Aw, man...brings back my summer time memories of when I first read it. My college rookie and I were watching it on the Scifi Channel after classes. I asked her about it (as she read a lot of his stuff and I had no clue)...and the next night we drove to the local shopping mall and I got the 1990 paperback copy. Due to finals and all it took me a while to finish the +1000 pages (which funny enough included a few illustrations), but I absolutely loved it! My friend and I still read it once a year (during the warm summer nights for me). I hope you really enjoy it! My paperback is all ratty, wrinkled, and torn...but at least I got it in hardcover and Kindle versions now!

Now if I can only finish the newer books that are on my K2i such as "Under The Dome" and "Insomnia". I should go and search for my old copy of "Pet Cemetary"...and finish that too...

Tris


----------



## MeganW (Dec 28, 2008)

Thanks Tris!  I'm sure I will.  I usually love his books, and loved The Passage by Justin Cronin, which a lot of people compared to The Stand.  I read Under the Dome awhile back and got completely sucked into it.  Great book!


----------



## jason10mm (Apr 7, 2009)

Heh heh, speaking of stephen king book reading stories, I went to Spain for a month one summer when I was 14. "IT" was the only english book I brought, so I spaced it out over the entire month, rationing it to around 40-50 pages a day! I did see a copy of "The Dead Zone" with both english and spanish versions in one book while I was out there, now I wish I had bought it just so I could have devoured IT properly 

And needless to say, there are entire sagas of the X-men that I know only in spanish, the boy I was visiting was a huge fan and I had to read something while they were all at siesta


----------



## Alan Simon (Jul 2, 2010)

I used to read everything that Stephen King wrote - but starting with his early '90s books I was less thrilled by books such as Gerald's Game, Rose Madder, From a Buick 8, etc. Sounds though like Under the Dome is a good one to reengage with. I'm tired of reading The Stand and It over and over and over...


----------



## Alan Simon (Jul 2, 2010)

Forgot to mention in my previous post, and a sort-of-sidebar to the discussion Stephen King books:

A couple weeks ago I did a radio interview with a station in Butler, PA for my "Pittsburgh novels" and the host asked me about my first book. I mentioned that I was one week away from the publisher deadline and had three in-progress chapters to complete, and was running up against some big-time writer's block. I was living in Colorado Springs then and it was about the 2nd or 3rd week of May, which is the slow season (or was back in the early 1980s - can't speak for now) after skiing but before the summer hiking and biking season. So I drove up into the Rockies to a hotel that was mostly deserted and spent a week there finishing up the chapters. And then I said it was sort of like a combination of the settings of THE SHINING and MISERY - minus, of course, the psychotic characters


----------



## D. Nathan Hilliard (Jun 5, 2010)

Basically, I divide King's works into two catagories. Pre-It and After-It.
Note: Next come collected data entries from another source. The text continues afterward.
PR #14479, opened 2025-11-05
templates: remove payload cloud template, remove cloud plugin from templates

AlessioGr:
As payload cloud no longer allows new projects/sign-ups (🪦💐💐), there is no point in maintaining the payload cloud template anymore. This PR does the following:

- removes the `with-payload-cloud` template
- uninstalls the `@payloadcms/payload-cloud` plugin from all existing templates


tools/releaser/src/lib/publishList.ts
```diff
@@ -46,7 +46,6 @@ export const packagePublishList = [
 
   // Plugins
   'payload-cloud',
-  'plugin-cloud',
```
denolfe, line 49: This package is still in use by customers running on Payload Cloud. We need to continue to update and publish it. This needs to stay.

templates/with-vercel-website/src/utilities/generatePreviewPath.ts
```diff
@@ -17,10 +17,13 @@ export const generatePreviewPath = ({ collection, slug }: Props) => {
     return null
   }
 
+  // Encode to support slugs with special characters
+  const encodedSlug = encodeURIComponent(slug)
```
denolfe, line 21: Why is this being modified in this PR? Pulled in via running the generate script or something?

denolfe (changes requested):
Removing from the templates is fine, but we need to keep the package publishing for current Payload Cloud customers.

templates/with-vercel-website/src/utilities/generatePreviewPath.ts
AlessioGr: I ran the generate template script. I'm assuming this is part of templates/website and was pulled into with-vercel-website

tools/releaser/src/lib/publishList.ts
AlessioGr: We don't publish / have `@payloadcms/plugin-cloud` in the monorepo anymore. We renamed it to `payload-cloud`. Since there won't be any new releases under the plugin-cloud name anymore, I removed it from this list.

denolfe: Ah, thank you, I misunderstood what this was doing 👍

denolfe (approved):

Anything written before and up to It is pretty much guaranteed to be very good or great. After It, things go downhill in a big way with an occasional semi-bright spot here and there.


----------



## Harry Shannon (Jul 30, 2010)

I used to feel that way, but Under the Dome and Full Dark, No Stars are much closer to the classic King form. Have a feeling the old guy has a couple more terrific novels in him, which is fun to see.


----------



## MichelleR (Feb 21, 2009)

Don't forget that his son, Joe Hill, is also putting out some good stuff. (Or was that mentioned?)


----------



## Alan Simon (Jul 2, 2010)

Harry Shannon said:


> I used to feel that way, but Under the Dome and Full Dark, No Stars are much closer to the classic King form. Have a feeling the old guy has a couple more terrific novels in him, which is fun to see.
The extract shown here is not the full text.